--- RECORDS SUPPLIED ---
══════════════════════════════

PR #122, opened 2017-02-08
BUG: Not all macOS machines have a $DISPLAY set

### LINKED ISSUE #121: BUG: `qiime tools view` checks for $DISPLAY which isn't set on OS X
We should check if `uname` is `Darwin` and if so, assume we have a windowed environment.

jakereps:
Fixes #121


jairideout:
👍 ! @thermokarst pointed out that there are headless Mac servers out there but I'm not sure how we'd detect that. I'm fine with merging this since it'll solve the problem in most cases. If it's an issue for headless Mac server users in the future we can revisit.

══════════════════════════════

--- GOAL OF THE EXERCISE ---
Copy out exactly the lines that begin at the one with "We should check" and end at the close of the material above; nothing else belongs in the answer.

--- EXERCISE RESULT ---
We should check if `uname` is `Darwin` and if so, assume we have a windowed environment.

jakereps:
Fixes #121


jairideout:
👍 ! @thermokarst pointed out that there are headless Mac servers out there but I'm not sure how we'd detect that. I'm fine with merging this since it'll solve the problem in most cases. If it's an issue for headless Mac server users in the future we can revisit.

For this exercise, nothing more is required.